Entries taken from a collection:
PR #155, opened 2018-02-05
Implement `Other children` relationships

zheileman:
This was missing from the rails app (and I think also the prototype) but was confirmed with Andy it is needed.

Due to this oversight we didn't model properly the Child and OtherChild in first place and now a substantial refactor had to be made, introducing an intermediate model called `Minor` (inheriting from `Person`) and then our current models `Child` and `OtherChild` can inherit from `Minor`.
This allows us to create relationships between a 'person' (being these applicant, respondent or other party) and a 'minor' (being these child or other child). And to retrieve all kind of children using `#minors`.

screen shot 2018-02-05 at 11 45 53

### DIFF
--- a/app/models/relationship.rb
+++ b/app/models/relationship.rb
@@ -1,6 +1,6 @@
 class Relationship < ApplicationRecord
   belongs_to :c100_application
 
-  belongs_to :child,  foreign_key: :child_id
-  belongs_to :person, foreign_key: :person_id
+  belongs_to :minor
+  belongs_to :person
 end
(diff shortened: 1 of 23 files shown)


app/models/relationship.rb
```diff
@@ -1,9 +1,6 @@
 class Relationship < ApplicationRecord
   belongs_to :c100_application
 
-  belongs_to :child,       foreign_key: :child_id
-  belongs_to :person,      foreign_key: :person_id
-  belongs_to :applicant,   foreign_key: :person_id
-  belongs_to :respondent,  foreign_key: :person_id
-  belongs_to :other_party, foreign_key: :person_id
```
aldavidson: 👍 this looks much cleaner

What the exercise asks> Every entry above should come back exactly as written.

Result for this task>
PR #155, opened 2018-02-05
Implement `Other children` relationships

zheileman:
This was missing from the rails app (and I think also the prototype) but was confirmed with Andy it is needed.

Due to this oversight we didn't model properly the Child and OtherChild in first place and now a substantial refactor had to be made, introducing an intermediate model called `Minor` (inheriting from `Person`) and then our current models `Child` and `OtherChild` can inherit from `Minor`.
This allows us to create relationships between a 'person' (being these applicant, respondent or other party) and a 'minor' (being these child or other child). And to retrieve all kind of children using `#minors`.

screen shot 2018-02-05 at 11 45 53

### DIFF
--- a/app/models/relationship.rb
+++ b/app/models/relationship.rb
@@ -1,6 +1,6 @@
 class Relationship < ApplicationRecord
   belongs_to :c100_application
 
-  belongs_to :child,  foreign_key: :child_id
-  belongs_to :person, foreign_key: :person_id
+  belongs_to :minor
+  belongs_to :person
 end
(diff shortened: 1 of 23 files shown)


app/models/relationship.rb
```diff
@@ -1,9 +1,6 @@
 class Relationship < ApplicationRecord
   belongs_to :c100_application
 
-  belongs_to :child,       foreign_key: :child_id
-  belongs_to :person,      foreign_key: :person_id
-  belongs_to :applicant,   foreign_key: :person_id
-  belongs_to :respondent,  foreign_key: :person_id
-  belongs_to :other_party, foreign_key: :person_id
```
aldavidson: 👍 this looks much cleaner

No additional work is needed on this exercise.